(Beginning of Information given)

PR #703, opened 2024-04-10
[cleanup] Remove unused mixins from the codebase

bahiirwa:
- [x] Remove unused mixins from the codebase.
- [x] Use the autoprefixer in the build process. Remove mixins made obsolute. We have an autoprefixer which makes the build process more efficient in managing future browser support and deprecations.

### DIFF
--- a/assets/scss/_mixins.scss
+++ b/assets/scss/_mixins.scss
@@ -22,15 +22,6 @@
 //  THE SOFTWARE.
 //
 
-// ---- LEGACY IE SUPPORT USING FILTERS ----
-//  Should IE filters be used or not?
-//  PROS: gradients, drop shadows etc will be handled by css.
-//  CONS: will harm the site performance badly, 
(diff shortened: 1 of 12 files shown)


DanieleAlessandra (approved):
I have reviewed the modifications to the SCSS files and observed that the resulting CSS is essentially unchanged from before. Initially, I had reservations about the continued necessity of maintaining vendor prefixes in 2024. However, I believe that we should continue to support them for a while. Therefore, I am satisfied with the current state of the changes.

swashata:
> I have reviewed the modifications to the SCSS files and observed that the resulting CSS is essentially unchanged from before. Initially, I had reservations about the continued necessity of maintaining vendor prefixes in 2024. However, I believe that we should continue to support them for a while. Therefore, I am satisfied with the current state of the changes.

Thanks for the review @DanieleAlessandra, we already have POSTCSS which adds the prefix if needed.

PR #705, opened 2024-04-19
[privacy] [activation] If there is no user during activation shows a …

DanieleAlessandra:
Do not send user information on license activation. If API responds that it was not able to find a user linked to license, it shows a small form to gather requested informations.


includes/class-freemius.php
```diff
@@ -17214,9 +17223,6 @@ function get_opt_in_params( $override_with = array(), $network_level_or_blog_id
             $versions = $this->get_versions();
 
             $params = array_merge( $versions, array(
-                'user_firstname'    => $current_user->user_firstname,
-                'user_lastname'     => $current_user->user_lastname,
-                'user_email'        => $current_user->user_email,
```
fajardoleo, line 17219: Since the `$current_user` variable is no longer used, we can remove the declaration above.

templates/connect.php
```diff
@@ -324,7 +324,34 @@ class="wrap<?php if ( ! fs_is_network_admin() && ( ! $fs->is_enable_anonymous()
...
+                        The fields below are used to explicitly collect missing information in cases where it is not possible
+                        to assign an existing user to the license being activated. This was done to avoid sending private data
+                         in any case.
+                    -->
+                    <span class="fs-message"><?php fs_echo_inline( "Please enter at least a valid email address to activate your license:",
+                            'email-is-requested' ) ?></span>
+                    <div class="fs-fields-container">
+                        <div class="fs-input-container">
+                            <label for="first_name" class="screen-reader-text">First name</label>
+                            <input type="text" id="first_name" name="first_name" placeholder="First name"
```
fajardoleo, line 339: Missing the `fs_` prefix for the `id` attribute.

templates/connect.php
```diff
@@ -525,6 +552,11 @@ class="button button-secondary" tabindex="2"><?php fs_esc_html_echo_x_inline( 'S
 				$( document.body ).addClass( 'fs-loading' );
 			};
 
+            $('#fs_personal_data input').on('focus', function() {
+                $('#fs_personal_data').removeClass('error');
+                resetLoadingMode();
+            })
```
fajardoleo, line 558: Missing a semi-colon (https://developer.wordpress.org/coding-standards/wordpress-coding-standards/javascript/#semicolons).

templates/connect.php
```diff
@@ -525,6 +552,11 @@ class="button button-secondary" tabindex="2"><?php fs_esc_html_echo_x_inline( 'S
 				$( document.body ).addClass( 'fs-loading' );
 			};
 
+            $('#fs_personal_data input').on('focus', function() {
```
fajardoleo, line 555: We also need spaces here (similar to PHP). There are examples here:
https://developer.wordpress.org/coding-standards/wordpress-coding-standards/javascript/#examples-of-good-spacing

So it should be like this:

(End of Information given)

→ What needs to be done
Copy each line of the listing above that includes the word "activation".

→ Task solution
[privacy] [activation] If there is no user during activation shows a …
Do not send user information on license activation. If API responds that it was not able to find a user linked to license, it shows a small form to gather requested informations.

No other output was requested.